I went through WinRM-Certificate-Authentication document By Dave but unable to implement in a Workgroup environment.
Goal:-
500+ Workgroup clients need to be managed via PS. I have enabled the PS Remoting and so far it’s working like charm. Due to increase security thread and ransomware attack, we are frequently changing the local admin account password which is common across the board. I thought of moving the PS Remoting on HTTPS instead of HTTP and use Certificate authentication mode to stop transmitting password on a wire. In this way, I thought I can use single Mangement Server to connect to 500+ Workgroup system over HTTPS using Certificate Authentication. We do have SCCM in our environment but it only works on PS 3.0+ hence have to depend on PS.
Configuration:-
I Do have Active Directory CA and I use below code to get the certificate using PS from Workgroup System.
[pre]
$Username = ‘Domain\User’
$Password = ‘Password’
$pass = ConvertTo-SecureString -AsPlainText $Password -Force
$Cred = New-Object System.Management.Automation.PSCredential -ArgumentList $Username,$pass
$certSubject = “CN=$ENV:COMPUTERNAME”
$Cert = Get-Certificate -Template WinRM -Credential $Cred -SubjectName $certSubject -Url https://CA.Contoso.com/ADPolicyProvider_CEP_UsernamePassword/service.svc/CEP -CertStoreLocation cert:\LocalMachine\My -DnsName $ENV:COMPUTERNAME
[/pre]
Once I Obtain the Cert I use that cert to configure WinRM Listener.
[pre]
$thumbprint=(Get-ChildItem -Path Cert:\LocalMachine\my\ | Where-Object {$_.Subject -like “$certSubject”}).Thumbprint
$WinrmCreate= “winrm create --% winrm/config/Listener?Address=*+Transport=HTTPS @{Hostname=`”$ENV:COMPUTERNAME`";CertificateThumbprint=`"$thumbprint`"}"

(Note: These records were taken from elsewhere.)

PR #843, opened 2022-04-28
capture monitor can save pcapng file by snaplen

jsmoon:
Hi, this small change is to save the PCAPNG format file by the 'capture monitor' command.

`capture monitor start --tx 0 --rx 0 -o xxx.pcapng -s 100` will save the captured packet in PCAPNG format by snaplen 100 bytes.

Please review the change and give your feedback.


hhaim:
rebased

PR #845, opened 2022-05-07
scripts: add adaptive connection rate test tool

rjarry:
```
Add a standalone script that connects to a TRex server and sends TCP/UDP
traffic at varying rates of connections per second following a binary
search algorithm to find a "non-drop rate".

The traffic is only stopped in between rate changes when there were
transmission errors to avoid existing flows from piling up due to
retransmissions. When there was no error, the multiplier is increased
without interrupting traffic generation.

The main focus here is "connections per second" and therefore the
traffic profile cannot be dissociated from TRex's multiplier value. This
prevents from allowing arbitrary traffic profiles. Instead the script
generates a traffic profile based on the provided options: TCP/UDP
ratio, data message size, number of data messages per connection, delay
between request and reply.

By default, the binary search runs until interrupted by the user. The
maximum number of iterations can be specified for use in automatic
tests.

The raw numbers of the best iteration can be written in the JSON format
to a file at the end of the test.

The --adaptive-window option allows to diverge from the standard RFC
2544 non drop rate binary search algorithm. When this option is
specified, after three consecutive error/success iterations, the
lower/upper binary search bound will be decreased/increased by
--adaptive-window percent.

Here are some example runs:

10 iterations, 5% UDP connections, CPS range 10k-1m:

  ./cps_ndr.py -o cps.json -i10 -u5 -m10k -M1m

200 requests/replies, 1200 bytes per message, CPS range 1k-200k:

  ./cps_ndr.py -o cps.json -n200 -s1200 -m10k -M1m

Same profile with server replies delayed 100ms:

  ./cps_ndr.py -o cps.json -w100 -n200 -s1200 -m10k -M1m
```

### DIFF
--- a/scripts/cps_ndr.py
+++ b/scripts/cps_ndr.py
@@ -1,0 +1,528 @@
+#!/usr/bin/env python3
+# vim: tw=88 et sts=4 ts=4 sw=4
+
+"""
+Connect to a TRex server and send TCP/UDP traffic at varying rates of connections per
+second following a binary search algorithm to find a "non-drop rate". The traffic is
+only stopped in between rate changes when there were transmission errors to avoid
+existing flows from piling up.
+"""
+
+import argparse
+import json
+import pathlib
+import sys
+import time
+
+# ugly
+here = pathlib.Path(__file__).parent
+sys.path.insert(0, str(here / "external_libs/texttable-0.8.4"))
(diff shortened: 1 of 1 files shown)


hhaim:
rebased.

rjarry:
Thanks!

invoke-expression $WinrmCreate
[/pre]
The post above config I can run below command successfully which gives me an indication that WinRM HTTPs listener is working fine.
Invoke-Command -ScriptBlock $SB -ComputerName $COMP -Credential $RCred -Port 5986 -UseSSL
Now I below command on Workgroup system to configure the mapping. $CARoot is Thumbprint of RootCA which is in LocalMachine\Root and the commands execute successfully.
[pre]
New-Item -Path WSMan:\localhost\ClientCertificate -Credential $Cred1 -URI * -Subject * -Issuer $CARoot -Force -Confirm:$false
[/pre]
Challenge:-
-
Not sure which thumbprint should I use when I run invoke-command from Management System.
-
In Mapping, we have to use a local account. What happens if that account is deleted or the password of that account is changed.
-
Post configuring the WinRM over HTTPS If I use the IP address in computer name it fails with cert error. Since its difficult to track the exact computer and easy to work with IP can we use a wildcard in WinRM HTTPS listener.
Ex. If we can use *.contoso.com then we can use 10-10-10-1.contoso.com as computer name where computer IP will be 10.10.10.1.